For those feeling the pain of anger and resentment, this practice by Dr. Christiane Wolf guides us through the gentle process of starting to forgive.
Rage and bitterness toward those we see as causing our pain can tear us apart. It takes time, writes Christiane Wolf, but the brave and gentle practice of forgiveness can help you turn toward the future instead of resenting the past.
A Guided Meditation to Welcome Forgiveness
- Settle into your practice by finding a supportive posture, closing the eyes or taking a few long, deep breaths.
- Acknowledge what is present. Remember that we are not trying to make ourselves feel anything. We are simply inclining the mind and heart toward forgiveness. Go at your own pace.
- Let yourself feel the barriers you are holding by not forgiving others, not forgiving yourself. Is an intention aris- ing to learn to forgive?
- Begin asking for forgiveness from those you have hurt or harmed. You might say to yourself: “There are many ways I have harmed or hurt another, knowingly or unknowingly, through my own pain, anger, fear, and confusion.” Pause, and let yourself remember the many ways. Let yourself open to the pain, sorrow, and regret. You might feel your readiness to finally let go and to ask for forgiveness. Say: “I ask for your forgiveness. Please forgive me.” Release by taking a few long breaths. Pause.
- Acknowledge those who have hurt or harmed you. Say to yourself: “There are many ways I have been harmed or hurt by another, knowingly or unknowingly, through their pain, anger, fear, and confusion.” Pause. Let yourself remember the many ways. Feel the ways you have been hurt as well as the pain of still holding this pain and resentment. Feel the potential release of forgiving.

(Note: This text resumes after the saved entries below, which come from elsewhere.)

PR #1439, opened 2026-04-17
Regalloc hints

sarranz:
# Description

Experimental hints for the register allocator requested by @bgregoir 

# Checklist


sarranz:
I removed the "conflict" annotation. One thing worth noting:
```
export fn main() -> reg u64 {
    #[force_regalloc=RCX] reg u64 x = 0;
    return x;
}
```
fails even if the compiler introduces renaming, because the renames inherit the annotations. I don't know if it's a feature or a bug.

PR #1445, opened 2026-04-29
Implement error resilience in pretyping by accumulating typing errors

clebreto:


vbgl:
Did you consider using effects? They look like the right tool for this task.

clebreto:
> Did you consider using effects? They look like the right tool for this task.

Jean-Christophe clearly mentioned it, but as a feature of Ocaml 5 ? @eponier ?

eponier:
The changes we had to do were painful, and yes it looks like something algebraic effects are good for. I see two limits though:
- in the way we implemented this, we don't catch every error; basically we report at most one error per instruction (the idea was to avoid reporting too many errors, I don't know if this is really a good idea)
- most of the time, when there is an error, there is a real question of what to return. For now, we drop most of the wrong things. After discussing with Enrico, it would make better sense to add an error node instead.

Basically, there is some design choice in the details, and I don't know whether algebraic effects would allow to do the specific things we may want to do in some cases.

eponier:
After discussing with Benjamin, the plan is to always generate (as much as possible) an AST, even if some terms are ill-typed. If we manage to do that, then it may possible to implement a switch choosing between failing at the first error and accumulating all the errors, using algebraic effects.

PR #1447, opened 2026-05-05
CI: update nixpkgs (elpi 3.7.1 for coq-master)

vbgl:
The `coq-master` has been failing. This fixes it by updating `elpi` to version 3.7.1 (which is only available in recent `nixpkgs`).

PR #1452, opened 2026-05-13
CI: fix coq-master job

vbgl:


eponier (approved):
I thought I had already merged this one...

vbgl:
Do you imply that this `coq-master` job breaks quite often? Cf. #1447.

eponier:
When I saw this PR, my reaction was indeed "this job breaks often". But I am not sure that this breaks that often. And additionally, I don't understand why the breakage was not reported by upstream (now that Jasmin is back in Rocq's CI).

As for my comment, it was much simpler than that. I had already had a look at this PR, and literally thought I had already accepted it.

Issue #550, opened 2020-10-21
Add enum to string conversion in C++


lorensi:
It's quite common for developers to create their own conversion function. If these conversions could be created by Gluecodium itself that would eliminate a bunch of user code.  

lime:
```
package sdk;

enum Foo {
  BAR,
  BAZ
}
```

Possible generated code:
```cpp
namespace sdk {

enum class Foo {
  BAR,
  BAZ
}

std::string_view                    // or std::optional<std::string_view>
to_string(Foo foo) {
  switch (foo) {
    case Foo::BAR: return "BAR"sv;  // or "Foo::Bar"
    case Foo::BAZ: return "BAZ"sv;  // or "Foo::Baz"
  }
  return "<unknown>"sv;             // or std::nullopt; 
}

}
```

Usage:
```cpp
#include <sdk/Foo.h>

namespace something {
  void compute(Foo foo) {
     std::cout << to_string(foo); // Note the unqualified call. ADL taking place here.
  }
}
```

If it's a problem to create those functions for all enums, I suggest then to create at least a new attribute to indicate that the user wants these functions to be generated by Gluecodium, like the following:

```
@Cpp(Stringify)
enum Foo {
  BAR,
  BAZ
}
```

DanielKamkha:
Creating a new attribute makes sense. Generating this for every enum would have been too much dead code.

Hsilgos:
If such generated code will be used only internally (not through external functions) then those converters might be header-only and compiler won't add them to final binary (except those which are really were used)

PR #974, opened 2021-06-30
Add to_string helper for C++ enums (#550)

piotrkania-here:
Resolves: #550
Signed-off-by: Piotr Kania <ext-piotr.kania@here.com>


gluecodium/src/main/resources/templates/cpp/CppEnumeration.mustache
```diff
@@ -26,4 +26,16 @@ enum class {{>cpp/CppAttributesInline}}{{resolveName}} {
 }}    {{resolveName}}{{#explicitValue}} = {{resolveName}}{{/explicitValue}}{{#if iter.hasNext}},{{/if}}
 {{/enumerators}}
 };
+
+{{#if attributes.cpp.tostring}}
+std::string_view
+to_string({{resolveName}} foo) {
```
DanielKamkha, line 32: Please rename `foo` to something more meaningful.

gluecodium/src/main/resources/templates/cpp/CppEnumeration.mustache
```diff
@@ -26,4 +26,16 @@ enum class {{>cpp/CppAttributesInline}}{{resolveName}} {
...
+  switch (foo) {
+    {{#enumerators}}
+    case {{resolveName}}{{explicitValue}}: return "{{resolveName}}{{explicitValue}}";
```
DanielKamkha, line 35: This will not compile. Name of the enum type is missing, `::` is missing, `explicitValue` is not needed at all. I think the correct template is something like
```
    {{#set enum=this}}{{#enumerators}}
    case {{resolveName enum}}::{{resolveName}}: return "{{resolveName enum}}::{{resolveName}}";
    {{/enumerators}}{{/set}}
```

DanielKamkha (changes requested):
Please add a functional test that compiles the generated code with the new feature and also does some simple runtime checks for the returned string value.

Please document the new feature in "lime_idl.md". Please add a changelog entry to "CHANGELOG.md"

functional-tests/functional/input/lime/Enums.lime
```diff
@@ -62,3 +62,9 @@ enum EnumWithDeprecatedItems {
     bar,
     baz
 }
+
+@Cpp(ToString)
```
Hsilgos, line 66: Since function is header only it doesn't make sense to introduce new attribute. Or move implementation to cpp.

gluecodium/src/main/resources/templates/cpp/CppEnumeration.mustache
```diff
@@ -26,4 +26,16 @@ enum class {{>cpp/CppAttributesInline}}{{resolveName}} {
 }}    {{resolveName}}{{#explicitValue}} = {{resolveName}}{{/explicitValue}}{{#if iter.hasNext}},{{/if}}
 {{/enumerators}}
 };
+
+{{#if attributes.cpp.tostring}}
+std::string
```
Hsilgos, line 31: I'd say we may use std::string_view here

functional-tests/functional/input/lime/Enums.lime
piotrkania-here: I've seen your comment in the ticket that compiler will leave out the function if not used and probably should defend my implementation on my own - but this is Daniel's decision.

DanielKamkha: As we have C++ public APIs now, this needs to be guarded by an attribute. We are not going to pollute the whole public API with this new function all of a sudden.

DanielKamkha (approved):

PR #979, opened 2021-07-01
Document skip/enable attributes precedence

DanielKamkha:


saebel1 (approved):
Looks good to me.

Issue #895, opened 2021-05-06
Fix issues from flutter analyze


Hsilgos:
`flutter analyze` shows huge amount of issued. 85% of them are `non_constant_identifier_names`. I suspect it doesn't like variable `__lib`
5% are about unused imports. 
Notes should be fixed if possible or ignored during `flutter analyze`

DanielKamkha:
One group of the issues that cannot be addressed is lower_snake_case for parameter names of `fromLambdas()` factory constructor for interfaces. These are named parameters and the constructor is public, so renaming the parameters is a breaking change of the public API.

There is, however, a change planned where this constructor is renamed and the parameters are made positional. That'd be a good opportunity to rename the parameters to lowerCamelCase as well.

hitman-codehq:
There are a few more warnings to be addressed, so I'll add each of them as a separate comment in the following format:

info • Unnecessary cast • lib/src/sdk/my_modules/my_class.dart:387:24 • unnecessary_cast

This happens due to the following code fragment:

MyClass$Impl {
  @override
  bool operator ==(dynamic other) {
    if (identical(this, other)) return true;
    if (other is! MyClass$Impl) return false;
    // This causes the warning.  It is already known that this is a MyClass$Impl so there is no need to cast it here
    return __areEqual((this as MyClass$Impl).handle, other.handle) != 0;
  }
}

hitman-codehq:
info • Unnecessary cast • lib/src/sdk/my_modules/my_class.dart:387:24 • unnecessary_cast

This happens due to the following code fragment:

```
MyClass MyClassFromFfi(Pointer<Void> handle) {
  final instance = __lib.getCachedInstance(handle);
  // This causes the warning.  It is already known that this is a MyClass so there is no need to cast it here
  if (instance != null && instance is MyClass) return instance as MyClass;
  ...
}
```

hitman-codehq:
info • Dead code • lib/src/sdk/my_modules/my_class/my_type.dart:55:3 • dead_code

This happens due to the following code fragment:

```
int sdkMyClassMyTypeToFfi(MyType value) {
  switch (value) {
  case XXX:
    return 0;
  // This causes the warning.  The break isn't reached due to the return
  break;
  case YYY:
    return 1;
  // This causes the warning.  The break isn't reached due to the return
  break;
  default:
    throw StateError("Invalid enum value $value for MyType enum.");
  }
}
```
[...]

PR #999, opened 2021-07-20
Fix another batch of "dart analyze" warnings

DanielKamkha:
Moved the suppression comment for "deprecated_member_use_from_same_package" Dart analyzer warnings
to the corrent line for it to have effect.

Removed extraneous "dart:collections" import for `@Equatable` structs with collection fields.

Resolves: #895


DanielKamkha:
Not needed, need to be suppressed through analysis_options.yaml instead.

- To the extent that you are ready, offer forgiveness: “I forgive you. I release you.” Or “I am setting the intention to forgive you or to learn to forgive you.” Pause. Take a few deep breaths to release this part of the meditation.
- Now turn toward the last part, forgiving yourself: “There are many ways I have harmed or hurt myself, knowingly or unknowingly, through my pain, anger, fear, and confusion.” Pause. Feel the sorrow and regret, the preciousness of your body and mind. Remember that you have grown and changed. You didn’t know what you know now, or you knew but couldn’t quite practice it yet. Feel the release that might come from forgiving yourself. Pause.
- To the extent that you are ready, offer yourself forgiveness: “I forgive myself. I release the pain of not for- giving myself.”
- When you are ready, come back to your breath. Take your time to end this meditation.